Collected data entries
++++++++
Issue #514, opened 2019-08-01
Replace shell scripts with more portable NodeJS script / NPM package


danielweck:
TODO: replace JSON key-sorting utility (native cross-platform CLI utility "jq") with more portable NodeJS script / NPM package:

`jq`:
https://stedolan.github.io/jq/manual/

...was introduced in this PR:
https://github.com/readium/readium-desktop/pull/506

Actual shell script:
https://github.com/readium/readium-desktop/blob/c6f6d0a3d3f839752109eca374cfd38db2884948/scripts/locales-utils.sh#L1-L26

danielweck:
TODO: replace JSON patcher with more portable NodeJS script / NPM package:

https://github.com/readium/readium-desktop/blob/1352b0170b7a622f01bc4bab6e8c727421c31dad/scripts/i18n-typed-patch.sh#L1-L5

danielweck:
Re-opening to address the second shell utility (prefix + suffix on JSON locale)

PR #517, opened 2019-08-01
[fix #509] add i18n typed check

### LINKED ISSUE #509: Localization JSONs: scan the source code to create a complete list of all locale keys, and verify master English locale (no missing, no redundant keys)

panaC:
I created a i18n typing with a tools https://github.com/kogai/typed_i18n/issues

It's allow to check if a key is typed. automatic typing with vscode on __("mykey");

To regenerate the typing file: `npm run i18n-typed`

It's doesn't allow to check redundant keys.

fix #509

be careful to generate the typing file with `npm run i18n-typed` at each update of json locale file


danielweck:
Sophisticated approach, I like it :)
(reviewing...)

src/common/services/translator.ts
```diff
@@ -15,20 +15,11 @@ import * as frCatalog from "readium-desktop/resources/locales/fr.json";
 import * as deLang from "readium-desktop/resources/locale-names/enLang.json";
 import * as enLang from "readium-desktop/resources/locale-names/enLang.json";
 import * as frLang from "readium-desktop/resources/locale-names/frLang.json";
+import { TFunction } from "readium-desktop/typings/en.translation";
 
 const initI18n = i18n.init({
+    resources: Object.assign(enCatalog, deCatalog, frCatalog),
```
danielweck: I have a request: by design, the various JSON locale files are currently (i.e. `develop` branch) comparable in their canonical form, for example key sorting + value removal/ignoring. This makes it trivial order to detect missing or redundant keys across multiple languages, using off the shelf tooling (as implemented in the `develop` branch). So, although moving the `LANG_CODE.translation` structure into each locale JSON is elegant, this also breaks existing tooling. Is it possible to restore this feature? Or is this change essential to the `I18nTyped` implementation?

danielweck:
I do like the proposed technique which introduces robust "typing" of locale JSONs.

Questions:

* Does the technique implemented in this PR help us identify missing keys in existing `locales/LANG.json` files?
* Same question for redundant/unused keys.

Either way, I would like to adopt the PR, which introduces robustness using a sophisticated technique.
However, this can be combined with the lighweight technique implemented in this PR (which solves both questions above): https://github.com/readium/readium-desktop/pull/516

panaC:
can you remove the *.d.ts linting rules ? or Why vscode isn't incrementing correctly ?

src/common/services/translator.ts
++++++++
◆ **Work request**
Would you repeat each line above exactly as it stands?

◆ **Answer space**
Issue #514, opened 2019-08-01
Replace shell scripts with more portable NodeJS script / NPM package


danielweck:
TODO: replace JSON key-sorting utility (native cross-platform CLI utility "jq") with more portable NodeJS script / NPM package:

`jq`:
https://stedolan.github.io/jq/manual/

...was introduced in this PR:
https://github.com/readium/readium-desktop/pull/506

Actual shell script:
https://github.com/readium/readium-desktop/blob/c6f6d0a3d3f839752109eca374cfd38db2884948/scripts/locales-utils.sh#L1-L26

danielweck:
TODO: replace JSON patcher with more portable NodeJS script / NPM package:

https://github.com/readium/readium-desktop/blob/1352b0170b7a622f01bc4bab6e8c727421c31dad/scripts/i18n-typed-patch.sh#L1-L5

danielweck:
Re-opening to address the second shell utility (prefix + suffix on JSON locale)

PR #517, opened 2019-08-01
[fix #509] add i18n typed check

### LINKED ISSUE #509: Localization JSONs: scan the source code to create a complete list of all locale keys, and verify master English locale (no missing, no redundant keys)

panaC:
I created a i18n typing with a tools https://github.com/kogai/typed_i18n/issues

It's allow to check if a key is typed. automatic typing with vscode on __("mykey");

To regenerate the typing file: `npm run i18n-typed`

It's doesn't allow to check redundant keys.

fix #509

be careful to generate the typing file with `npm run i18n-typed` at each update of json locale file


danielweck:
Sophisticated approach, I like it :)
(reviewing...)

src/common/services/translator.ts
```diff
@@ -15,20 +15,11 @@ import * as frCatalog from "readium-desktop/resources/locales/fr.json";
 import * as deLang from "readium-desktop/resources/locale-names/enLang.json";
 import * as enLang from "readium-desktop/resources/locale-names/enLang.json";
 import * as frLang from "readium-desktop/resources/locale-names/frLang.json";
+import { TFunction } from "readium-desktop/typings/en.translation";
 
 const initI18n = i18n.init({
+    resources: Object.assign(enCatalog, deCatalog, frCatalog),
```
danielweck: I have a request: by design, the various JSON locale files are currently (i.e. `develop` branch) comparable in their canonical form, for example key sorting + value removal/ignoring. This makes it trivial order to detect missing or redundant keys across multiple languages, using off the shelf tooling (as implemented in the `develop` branch). So, although moving the `LANG_CODE.translation` structure into each locale JSON is elegant, this also breaks existing tooling. Is it possible to restore this feature? Or is this change essential to the `I18nTyped` implementation?

danielweck:
I do like the proposed technique which introduces robust "typing" of locale JSONs.

Questions:

* Does the technique implemented in this PR help us identify missing keys in existing `locales/LANG.json` files?
* Same question for redundant/unused keys.

Either way, I would like to adopt the PR, which introduces robustness using a sophisticated technique.
However, this can be combined with the lighweight technique implemented in this PR (which solves both questions above): https://github.com/readium/readium-desktop/pull/516

panaC:
can you remove the *.d.ts linting rules ? or Why vscode isn't incrementing correctly ?

src/common/services/translator.ts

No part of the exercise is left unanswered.